All Linux distributions are provided with a firewall solution of some form. In the case of RHEL 8 this takes the form of a service named firewalld.

While the subject of firewall configuration can be complex, fortunately RHEL 8 provides command-line, web-based and graphical tools that ease the firewall configuration process. This chapter will introduce the basic concepts of firewalld and cover the steps necessary to configure a firewall using the tools provided with the operating system.


An Introduction to firewalld

The firewalld service uses a set a rules to control incoming network traffic and define which traffic is to be blocked and which is to be allowed to pass through to the system and is built on top of a more complex firewall tool named iptables.

The firewalld system provides a flexible way to manage incoming traffic. The firewall could, for example, be configured to block traffic arriving from a specific external IP address, or to prevent all traffic arriving on a particular TCP/IP port. Rules may also be defined to forward incoming traffic to different systems or to act as an internet gateway to protect other computers on a network.

In keeping with common security practices, a default firewalld installation is configured to block all access with the exception of SSH remote login and the DHCP service used by the system to obtain a dynamic IP address (both of which are essential if the system administrator is to be able to gain access to the system after completing the installation).

The key elements of firewall configuration on RHEL 8 are zones, interfaces, services and ports.


By default, firewalld is installed with a range of pre-configured zones. A zone is a preconfigured set of rules which can be applied to the system at any time to quickly implement firewall configurations for specific scenarios. The block zone, for example, blocks all incoming traffic, while the home zone imposes less strict rules on the assumption that the system is running in a safer environment where a greater level of trust is expected. New zones may be added to the system, and existing zones modified to add or remove rules. Zones may also be deleted entirely from the system. Table 13-1 lists the set of zones available by default on a RHEL 8 system:


Any RHEL 8 system connected to the internet or a network (or both) will contain at least one interface in the form of either a physical or virtual network device.

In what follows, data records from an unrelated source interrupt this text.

PR #997, opened 2017-08-22
#982: Recently Viewed Navigation

### LINKED ISSUE #982: Feature Proposal: Recently Viewed Nav Links
>*Note: This example also includes @mythmon 's [IdentiSHIELDs feature](https://github.com/mozilla/normandy/issues/981)

**Description**
Update the site navigation with `Recently Viewed` sections for recipes/extensions, which contain links to the last ~5 items the user has viewed.

I like the idea of using `localStorage` to save the last viewed links, as well. That way, if a user closes the tab with their session and re-open the site, they can quickly pick up where they left off.

**Goal**
- Eliminates the need for the user to navigate to and reload the Listing page to switch back to a recipe they were just viewing.
- Deter user losing context if they accidentally close their browser/tab.

**Level of Effort**
Low.

andymikulski:
Fixes #982 

screen shot 2017-08-22 at 11 49 33 am

- Adds `recently viewed` list for Recipes
- Adds `session` redux store (+ actions, reducers)
- Adds `QuerySessionInfo`
  - Loads/saves session info to `localStorage`
- Adds tests

This PR currently only supports recipes, but is ready for feedback while I add extension support.


recipe-server/client/control_new/state/app/session/actions.js
```diff
@@ -0,0 +1,71 @@
...
+  return async (dispatch, getState) => {
+    const url = getState().router.pathname;
+
+    dispatch({
+      type: SESSION_INFO_HISTORY_VIEW,
+      item: new Map({ url, caption }),
+    });
+
+    // Automatically save the session when views are added.
+    return saveSession()(dispatch, getState);
```
mythmon: The normal way to deal with thunk action creators would be `dispatch(saveSession())`, which would handle passing `dispatch` and `getState`. It doesn't matter much here, but it provides a consistent API for action creators that I think we should follow.

recipe-server/client/control_new/state/app/session/actions.js
```diff
@@ -0,0 +1,71 @@
...
+  return async dispatch => {
+    const requestId = 'fetch-session-info';
+    dispatch({
+      type: REQUEST_SEND,
+      requestId,
+    });
+
+    // Read the stringified object and convert it (and its nested objects) into
+    // proper immutable objects.
+    let savedHistory = JSON.parse(localStorage.getItem(STORAGE_KEY) || '{}');
```
mythmon: Should this use `localForage` instead of `localStorage`? We already have it as a dependency, and you already have all the async machinery in these action creators.

recipe-server/client/control_new/tests/state/extensions/test_reducers.js
```diff
@@ -1,29 +1,103 @@
...
   });
 
-  it('should handle EXTENSION_RECEIVE', () => {
-    expect(extensionsReducer(undefined, {
-      type: EXTENSION_RECEIVE,
-      extension,
-    })).toEqual({
-      ...INITIAL_STATE,
-      items: INITIAL_STATE.items.set(extension.id, fromJS(extension)),
+  describe('SESSION_INFO_HISTORY_VIEW', () => {
```
mythmon: Should these tests be in their own file, instead of adding on to `extensions/test_reducers.js`?

recipe-server/client/control_new/tests/state/extensions/test_reducers.js
```diff
@@ -1,29 +1,103 @@
...
+
+      expect(is(result.history, new List([fakeItem3, fakeItem2, fakeItem]))).toBe(true);
+
+
+      result = sessionReducer(result, {
+        type: SESSION_INFO_HISTORY_VIEW,
+        item: fakeItem,
+      });
+
+      expect(is(result.history, new List([fakeItem, fakeItem3, fakeItem2]))).toBe(true);
```
mythmon: I like this test. 👍

recipe-server/client/control_new/tests/state/extensions/test_reducers.js
```diff
@@ -1,29 +1,103 @@
...
+      expect(is(result.history, new List([fakeItem2, fakeItem]))).toBe(true);
+
+      result = sessionReducer(result, {
+        type: SESSION_INFO_HISTORY_VIEW,
+        item: fakeItem3,
+      });
+
+      expect(is(result.history, new List([fakeItem3, fakeItem2, fakeItem]))).toBe(true);
+
+
```
mythmon: Not: Extra blank line

recipe-server/client/control_new/tests/state/session/test_reducers.js
```diff
@@ -0,0 +1,29 @@
...
+  ActionFactory,
+} from 'control_new/tests/state/actions';
+
+
+describe('Actions reducer', () => {
+  it('should return initial state by default', () => {
+    expect(actionsReducer(undefined, { type: 'INITIAL' })).toEqual(INITIAL_STATE);
+  });
+
+  it('should handle ACTION_RECEIVE', () => {
```
mythmon: I think something got mixed up with this test file too?

recipe-server/client/control_new/tests/state/session/test_selectors.js
```diff
@@ -0,0 +1,37 @@
...
+import { getAction } from 'control_new/state/app/actions/selectors';
+import {
+  INITIAL_STATE,
+} from 'control_new/tests/state';
+import {
+  ActionFactory,
+} from 'control_new/tests/state/actions';
+
+
+describe('getAction', () => {
```
mythmon: This file seems out of place too.

andymikulski:
Whoops, I didn't realize my test files were all disorganized, sorry about that! I'm surprised I didn't notice..

andymikulski:
>I also think that the combination of localstorage and all the request machinery is a bit odd.

My reasoning behind using `local[St|F]orage` in conjunction with the `Query` component is to keep a uniform approach of requesting/receiving data on the front end. For instance, with this approach we can use the localStorage request ID with `LoadingOverlay`s to hide/show loading spinners in relevant sections. Another application is if we (for some reason) decided to store the session info server-side; we simply need to swap out the `localStorage` calls in the Query component with an `apiFetch` call, and the site continues to chug along as normal.

Unfortunately, we _do_ have to manually dispatch the `REQUEST_` events to keep in line with those conventions, but IMO that's not super weird.

mythmon:
> we can use the localStorage request ID with LoadingOverlays to hide/show loading spinners in relevant sections

This is actually ties to my main issue: since localStorage is a synchronous API, there will never be a chance to show a loading spinner here. LocalStorage blocks until the data is available, so React doesn't get a chance to re-render. If this were localForage, which is an asynchronous API, it would be fine. I tested this by artificially making the localStorage fetch take several seconds (by fetching 10000 times form local storage). This just makes the page hang on a white screen for a while.

Having the flexibility to switch to another backend is nice, but would also be easy to add later. I don't think we should use request/response for synchronous actions.

andymikulski:
>localStorage is a synchronous AP

Fair point. Do you have objections to switching to `localForage` and keeping the `REQUEST_` business in place, or do you feel that mechanic should be removed entirely?

andymikulski:
Wow, I really messed that one up. Looks like I copy/pasted some files with the intent of using them as templates, then just overwrote the originals instead. It's all straightened out now, so this is ready for re-review.

andymikulski:
@mythmon This now has extension support, localForage, and proper tests. Sorry for the large PR!

andymikulski:
Tagging @rehandalal in to check out the front end stuff if he's interested.

recipe-server/client/control_new/tests/state/session/test_reducers.js
```diff
@@ -0,0 +1,102 @@
...
+      type: SESSION_INFO_RECEIVE,
+      history: [1, 2, 3],
+    })).toEqual({ history: new List([1, 2, 3]) });
+  });
+
+  describe('SESSION_INFO_HISTORY_VIEW', () => {
+    it('should add an item to the state history', () => {
+      const url = 'mozilla.com';
+      const caption = 'test';
+      const fakeItem = new Map({ type: 'test', url, caption });
```
rehandalal: I think we should be using a factory to generate this data.

recipe-server/client/control_new/tests/state/session/test_selectors.js
```diff
@@ -0,0 +1,56 @@
...
+import { getSessionHistory } from 'control_new/state/app/session/selectors';
+import {
+  INITIAL_STATE,
+} from 'control_new/tests/state/session';
+
+const historyItem = (id, category = 'recipe') =>
+  new Map({ url: id, caption: 'caption', category });
+
+let lastId = 0;
+const generateFakeItems = (count, category) => {
```
rehandalal: This should be a factory like:
https://github.com/mozilla/normandy/blob/master/recipe-server/client/control_new/tests/state/actions/index.js#L12

mythmon:
My feedback is all handled here. Thanks for making those changes. I agree with keeping the request machinery since it is using an async API now.

TC failue is #1015, and can be fixed by rebasing on master.

> Sorry for the large PR!

I think this is a fine size, and nothing to apologize for. It is nicely focused on one feature, and every change here was needed for that feature. It is also well tested, which makes it bigger, but not unnecessarily so. Nice work 🎉

andymikulski:
@rehandalal I've switched over to using a `SessionFactory` and `faker` etc. Check it out and let me know if I've set it up correctly, though I think I've got it.

Thanks!

recipe-server/client/control_new/tests/state/session/test_selectors.js
```diff
@@ -3,17 +3,16 @@ import { List, Map, is } from 'immutable';
...
   INITIAL_STATE,
+  SessionFactory,
 } from 'control_new/tests/state/session';
 
-const historyItem = (id, category = 'recipe') =>
-  new Map({ url: id, caption: 'caption', category });
-
-let lastId = 0;
-const generateFakeItems = (count, category) => {
+const itemFactory = (count, category) => {
```
rehandalal: This name becomes a bit confusing since it's not actually a "factory" per se.

Maybe something like `bulkGenerateSessions`.

recipe-server/client/control_new/tests/state/session/test_selectors.js
```diff
@@ -3,17 +3,16 @@ import { List, Map, is } from 'immutable';
...
   const items = [];
   for (let idx = 0; idx < count; idx++) {
-    items.push(historyItem(++lastId + idx, category));
+    const newItem = SessionFactory.build({ category });
+    items.push(new Map(newItem));
```
rehandalal: I would just do `fromJS` instead of `new Map`.

andymikulski:
I've addressed @rehandalal 's feedback, so I think this should be landable once CI finishes.

andymikulski:
CI failures appear unrelated.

When firewalld is active, each of these interfaces is assigned to a zone allowing different levels of firewall security to be assigned to different interfaces. Consider a server containing two interfaces, one connected externally to the internet and the other to an internal network. In such a scenario, the external facing interface would most likely be assigned the more restrictive external zone while the internal interface might use the internal zone.


TCP/IP defines a set of services that communicate on standard ports. Secure HTTPS web connections, for example, use port 443, while the SMTP email service uses port 25. To selectively enable incoming traffic for specific services, firewalld rules can be added to zones. The home zone, for example, does not permit incoming HTTPS connections by default. This traffic can be enabled by adding rules to a zone to allow incoming HTTPS connections without having to reference the specific port number.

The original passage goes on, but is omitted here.